IVF-PQ has two sources of approximation.

  • IVF may skip clusters that contain true nearest neighbors.
  • PQ may distort vector distances because compressed codes are approximate.

That means IVF-PQ can be very efficient, but recall depends on careful tuning.

Over-Fetching and Rescoring

Many IVF-PQ systems improve recall by over-fetching candidates.

The rough search uses compressed codes to find a larger candidate set. Then the system fetches the original vectors for the best candidates and recalculates exact or higher-quality distances.

This rescoring step can recover ranking quality, but it adds extra work and sometimes disk reads.

IVF-PQ vs IVFFlat

IVFFlat and IVF-PQ both use IVF cluster probing.

IVFFlat scans full vectors inside selected clusters. IVF-PQ scans compressed codes inside selected clusters and may rescore a subset with full vectors.

IVFFlat usually has less compression distortion. IVF-PQ usually uses less memory or storage.

IVF-PQ vs HNSW

HNSW uses graph traversal. IVF-PQ uses cluster probing plus compression.

HNSW is often chosen for low-latency, high-recall in-memory search. IVF-PQ is often considered when the dataset is large enough that memory or storage efficiency becomes more important than peak recall or lowest possible latency.

Recall Trade-Offs

IVF-PQ recall depends on:

  • cluster quality
  • number of clusters probed
  • PQ codebook quality
  • number of PQ segments
  • candidate over-fetching
  • whether full-vector rescoring is used

More memory-saving compression can reduce recall if not compensated by probing or rescoring.

Latency Trade-Offs

IVF-PQ can lower latency by scanning less data and using compact codes.

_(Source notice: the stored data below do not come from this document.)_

PR #14360, opened 2026-02-16
Desktop: Fixes #14350: Make notebook search accent-insensitive in GotoAnything

### LINKED ISSUE #14350: GotoAnything needlessly take accents into accounts when searching for notebooks
When searching for something like `vetement` in GotoAnything, it's going to return notes that contain `vêtement` and also highlight notebooks that contain `vêtement`. That's the expected behaviour.

However when searching for notebook using `@vetement` it's not going to return notebooks call `vêtement` which is bug.

yousef-genedy:
## Summary

This PR fixes accent-sensitive notebook search in GotoAnything when using the `@` prefix followed by a notebook name.

Issue: #14350

---

## Problem

Notebook search with the `@` prefix is accent-sensitive.

Example:

- `@vetement` → does NOT return `Vêtement`
- `@vêtement` → returns only the accented notebook

---

## Root Cause

Notebook search uses: `Folder.search({ titlePattern })`

This relies on a SQLite `LIKE` query, which can be accent-sensitive depending on configuration.

Normal search goes through `SearchEngine`, which performs diacritic normalization.

This creates inconsistent behavior.

---

## Solution

Replaced database-based folder search with client-side filtering using `this.props.folders`, which are already available in Redux state.

Implementation details:

- Remove leading `@`
- Normalize query using `removeDiacritics()`
- Normalize folder titles using `removeDiacritics()`
- Perform lowercase accent-insensitive `indexOf()` comparison
- Skip deleted folders
- Preserve path calculation via `Folder.folderPathString()`

---

### 1. Basic Accent Matching
- Create notebook: `Vêtement`
- Search `@vetement`
- Notebook appears

### 2. Accent Query
- Search `@vêtement`
- Notebook appears

### 3. Mixed Notebooks
- Create notebook: `vetement_plain`
- Search `@vetement`
- Both relevant notebooks appear

### 4. Nested Notebooks
- Create nested notebook under `Vêtement`
- Search `@vetement`
- Correct path is displayed

### 5. Empty Query
- Type `@`
- All notebooks appear as before

---

### Case Setup

Two notebooks exist:
- `Vêtement`
- `vetement_plain`

### Search: `@vetement`

Both notebooks are returned:
- `Vêtement`
- `vetement_plain`

image

### Search: `@vêtement`

Both notebooks are also returned:

- `Vêtement`
- `vetement_plain`

image

## Summary by CodeRabbit

* **Bug Fixes**
  * Folder search now ignores deleted folders and matches queries regardless of accents or case, improving accuracy in Go to Anything.

* **New Features**
  * Search results now include each folder's path (defaults to '/'), making it easier to locate items at a glance.

### DIFF
--- a/packages/app-desktop/plugins/GotoAnything.tsx
+++ b/packages/app-desktop/plugins/GotoAnything.tsx
@@ -356,13 +356,18 @@ class DialogComponent extends React.PureComponent<Props, State> {
 				results = await Tag.searchAllWithNotes({ titlePattern: searchQuery });
 			} else if (this.state.query.indexOf('@') === 0) { // FOLDERS
 				listType = BaseModel.TYPE_FOLDER;
-				searchQuery = `*${this.state.query.split(' ')[0].substr(1).trim()}*`;
-				results = await Folder.search({ titlePattern: searchQuery });
+				searchQuery = this.state.query.substr(1).trim();
+				const normalizedSearchQuery = removeDiacritics(searchQuery.toLowerCase());
 
-				for (let i = 0; i < results.length; i++) {
-					const row = results[i];
-					const path = Folder.folderPathString(this.props.folders, row.parent_id);
-					results[i] = { ...row, path: path ? path : '/' };
+				results = [];
+				for (const folder of this.props.folders) {
+					if (folder.deleted_time) continue;
+
+					const normalizedTitle = removeDiacritics(folder.title.toLowerCase());
+					if (normalizedSearchQuery && normalizedTitle.indexOf(normalizedSearchQuery) < 0) continue;
+
+					const path = Folder.folderPathString(this.props.folders, folder.parent_id);
+					results.push({ ...folder, path: path ? path : '/' });
 				}
 			} else { // Note TITLE or BODY
 				listType = BaseModel.TYPE_NOTE;
--- a/packages/app-desktop/plugins/GotoAnything.tsx
+++ b/packages/app-desktop/plugins/GotoAnything.tsx
@@ -357,13 +357,13 @@ class DialogComponent extends React.PureComponent<Props, State> {
 			} else if (this.state.query.indexOf('@') === 0) { // FOLDERS
 				listType = BaseModel.TYPE_FOLDER;
 				searchQuery = this.state.query.substr(1).trim();
-				const normalizedSearchQuery = removeDiacritics(searchQuery.toLowerCase());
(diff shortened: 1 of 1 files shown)


yousef-genedy:

packages/app-desktop/plugins/GotoAnything.tsx
```diff
@@ -356,13 +356,18 @@ class DialogComponent extends React.PureComponent<Props, State> {
 				results = await Tag.searchAllWithNotes({ titlePattern: searchQuery });
 			} else if (this.state.query.indexOf('@') === 0) { // FOLDERS
 				listType = BaseModel.TYPE_FOLDER;
-				searchQuery = `*${this.state.query.split(' ')[0].substr(1).trim()}*`;
-				results = await Folder.search({ titlePattern: searchQuery });
+				searchQuery = this.state.query.substr(1).trim();
+				const normalizedSearchQuery = removeDiacritics(searchQuery.toLowerCase());
```
laurent22: shouldn't you lowercase after removing the diacritics? Since toLowerCase might not work as expected on certain letters?

packages/app-desktop/plugins/GotoAnything.tsx
```diff
@@ -356,13 +356,18 @@ class DialogComponent extends React.PureComponent<Props, State> {
...
+
+				results = [];
+				for (const folder of this.props.folders) {
+					if (folder.deleted_time) continue;
+
+					const normalizedTitle = removeDiacritics(folder.title.toLowerCase());
```
laurent22: same

packages/app-desktop/plugins/GotoAnything.tsx
yousef-genedy: I think your assumption is right.

I tested both approaches (lower → remove and remove → lower) with several languages: Turkish, German, French, Swedish, and Icelandic.

The only issue showed up in Turkish when using lower → remove. `toLowerCase()` turns `“İ”` into `i + a` combining dot `(U+0307)`, and `removeDiacritics()` function doesn’t remove that dot.

So I updated the code to remove diacritics first, then lowercase.

packages/app-desktop/plugins/GotoAnything.tsx
yousef-genedy: see [this](https://github.com/laurent22/joplin/pull/14360#discussion_r2815311299)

But probing many clusters, over-fetching many candidates, or rescoring many full vectors can increase latency. The practical performance depends on the balance among these settings.

When IVF-PQ Works Well

IVF-PQ works well when:

  • the dataset is very large
  • memory or storage is a major constraint
  • some approximation is acceptable
  • vectors cluster reasonably well
  • PQ training data is representative
  • rescoring can recover enough ranking quality

When IVF-PQ May Be a Poor Fit

IVF-PQ may be a poor fit when:

  • exact or near-exact recall is required
  • the dataset is small enough for simpler search
  • the data distribution changes often
  • PQ codebooks cannot be trained well
  • filters make cluster probing unreliable
  • latency cannot tolerate rescoring or extra probing

Common Misunderstandings

Common misunderstandings include:

  • thinking IVF-PQ and IVFFlat are the same
  • forgetting that PQ is lossy
  • assuming compression only affects memory and not recall
  • choosing nprobe without measuring recall
  • training PQ on unrepresentative data
  • ignoring the cost of rescoring full vectors

Summary

IVF-PQ is a cluster-based, compressed ANN index pattern. IVF narrows search to selected posting lists. PQ compresses vectors into compact codes for memory-efficient candidate scoring.

Its main strength is scaling large vector collections with lower memory or storage requirements. Its main trade-off is additional approximation, which must be managed with cluster probing, PQ configuration, over-fetching, and rescoring.